At the end of the session we'll walk away with some API design patterns that are less "clever", but much simpler. And therefore more beautiful.
Transcript
Matthew Adams: So hello everyone. And welcome to our breakout session on what makes a good API. My name is Matthew Adams and I'm one of the co-founders of endjin who are UK based Microsoft gold partner cloud consultancy. We help small teams do big things and I'm joined by my colleague car. She's is a recently graduated apprentice from endjin apprenticeship program and is now a fully fledged engineer. I'll leave you to derive your own pun in the spelling of engineer. So this breakout talk is all about what makes a good API and it's subtitle just don't make things difficult. Which is really my definition of a good API, but and I'm sorry if we can get this disappointment out of the way. Oops. What was happening there? Get this disappointment out of the way right at the beginning, don't expect any answers to that question in this talk.

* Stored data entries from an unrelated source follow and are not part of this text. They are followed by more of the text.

PR #1330, opened 2021-09-06
parser: move policyinfo test from tidb to parser

AilinKid:

In https://github.com/pingcap/parser/pull/1327 we move policyInfo into parser but the related test case.
So this pr move the missed policyInfo test from TiDB repo to Parser repo

move some tests.

### Check List 

Tests 

 - Unit test
 - Integration test

### DIFF
--- a/model/model_test.go
+++ b/model/model_test.go
@@ -16,6 +16,7 @@ package model
 import (
 	"encoding/json"
 	"fmt"
+	"github.com/stretchr/testify/assert"
 	"testing"
 	"time"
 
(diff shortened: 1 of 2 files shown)


model/model_test.go
```diff
@@ -22,6 +22,7 @@ import (
 	. "github.com/pingcap/check"
 	"github.com/pingcap/parser/mysql"
 	"github.com/pingcap/parser/types"
+	"github.com/stretchr/testify/assert"
```
kennytm, line 25: you need to update go.mod.

AilinKid: good

lcwangchao (approved):

xhebox (approved):

PR #1333, opened 2021-09-07
*: support select for update of tables

jackysp:

For a multi-table join, a for update stmt locks all tables, some tables may only be read-only tables that participate in it.

Supports the of tables syntax, which specifies that only some of the tables are locked.

### Check List 

Tests

### DIFF
--- a/parser.y
+++ b/parser.y
@@ -1063,6 +1063,7 @@ import (
 	OnDuplicateKeyUpdate                   "ON DUPLICATE KEY UPDATE value list"
 	OnCommitOpt                            "ON COMMIT DELETE |PRESERVE ROWS"
 	DuplicateOpt                           "[IGNORE|REPLACE] in CREATE TABLE ... SELECT statement or LOAD DATA statement"
+	OfTablesOpt                            "OF table_name [, ...]"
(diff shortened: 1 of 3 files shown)


parser.y
```diff
@@ -9175,42 +9176,71 @@ SelectLockOpt:
...
+|	"FOR" "UPDATE" OfTablesOpt
 	{
-		$$ = &ast.SelectLockInfo{LockType: ast.SelectLockForUpdate}
+		$$ = &ast.SelectLockInfo{
+			LockType: ast.SelectLockForUpdate,
+			Tables:   $3.([]*ast.TableName),
+		}
 	}
-|	"FOR" "SHARE"
+|	"FOR" "SHARE" OfTablesOpt
```
coocood, line 9186: We don't need to support `FOR SHARE`.

jackysp: I'm referring to the postgres syntax https://www.postgresql.org/docs/current/sql-select.html. `for share` would have been invalid as well, but the syntax seems to be fine for full support.

coocood (approved):

cfzjywxk (approved):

This is really all about stimulating discussion and challenging some of the assumptions that we make about API design. Let's start. How do we define good. Does it mean popular? Does it mean widespread? Does it mean standardized? Documented lots of users. What came to mind when you saw this session title and thought about a good API? Maybe we need an example. Here's one this is an API. These are the filtering rules filtering by rules operations from the Twitter API. I think Carmel's got the documentation for this in the in their website. If she pops that up.
Carmel Eve: Yeah, so here's the documentation. The Twitter API can see that there's a lot of documentation you've got quick starts to help you with various things.
You've got a full API reference. And also I think the really interesting bit about this API is they've documented everything in the context of their use cases. So if you go in here, you can see a tutorial for specific use cases that they thought. For this API, and then they've driven all of the documentation from there, which I think is a pretty interesting way to do things.
But yeah, so there's a lot of documentation about it, but I guess is it good?
Matthew Adams: Excellent question. It does, it's leading you through through a sort of pit of success. But yeah, as you say it is that necessarily. I dunno, let's look at another one. This one is the list users operation in the Microsoft graph API. How similar does that look to the to the Twitter ones come out?
Carmel Eve: Yeah, so we've got this is the, yeah, as Matthew saying documentation for the list users API, and again, it's pretty extensive. You've got. All of the requests that you can make and the responses documented. And the interesting thing about this one is that it's it's all based off of O data specifications. So you've got a fully You've got a full list of the query parameters that you can supply in order to get different results back from the API which follows a standardized pattern. So I think that's a, yeah, obviously a lot of documentation. It's very understandable from the offset, what you expect when you supply certain parameters.
Matthew Adams: Isn't that great? Yeah. Is that good though? Carmel? I don't know. Is it no, exactly. Of course. The answer is you don't know. They might be it. Because what might be a good API for me now to solve my problem might not be a good API for you tomorrow to solve your similar problem. So when designing an API or reviewing an existing API, I think there are four main factors that you need to consider.
Now you could pick any four, but these are the four that that I'm going to talk about today. The audience time. And technology. So what do I mean by that? Audience is who's meant to be using this API and also who's maintaining it and maybe others as well. And there's time, when are we expecting people to be using this? And you might be wondering exactly what I mean by that. And we'll definitely look at that in some more detail, then there's scope. What's the scope of the API? Is it narrow in function and capability or is it part of a larger L. Finally there's technology. What technologies are we expecting consumers to be using?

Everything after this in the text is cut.